◆ **TASK DIRECTIONS**
Search the data below for the string "automated" and copy all lines where it shows up.

◆ **LISTED ENTRIES**

=== Section Start ===

PR #297, opened 2023-03-27
fix bumping of parent version script

ivansenic:
**What this PR does**:

Unfortunately the existing way of bumping the parent version works only if parent exists on the maven repository.. However, it ususally takes 15-20 minutes for new version to be available on the maven repository.. And since we use the script in the automated way, once the release is done it could actually resolve the new version to be not available and thus not updating the pom..

This is also the reason why automated workflow so far did not create any PR.. Simply there we no changes in the working three so you could not create a PR..

The update command sets the parent directly..

### DIFF
--- a/scripts/bump_stargate.sh
+++ b/scripts/bump_stargate.sh
@@ -15,5 +15,5 @@ else
    exit 1
 fi
 
-# Note: brackets around version needed for parent (version "range") but not for child modules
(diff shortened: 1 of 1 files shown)


ivansenic:
@kathirsvn same here, can you test if this works now locally for you if you are on Mac, just paste me the output of:

```
./scripts/bump_stargate.sh v2.0.13 && git diff
```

=== Section End ===

◆ **OUTPUT**
Unfortunately the existing way of bumping the parent version works only if parent exists on the maven repository.. However, it ususally takes 15-20 minutes for new version to be available on the maven repository.. And since we use the script in the automated way, once the release is done it could actually resolve the new version to be not available and thus not updating the pom..
This is also the reason why automated workflow so far did not create any PR.. Simply there we no changes in the working three so you could not create a PR..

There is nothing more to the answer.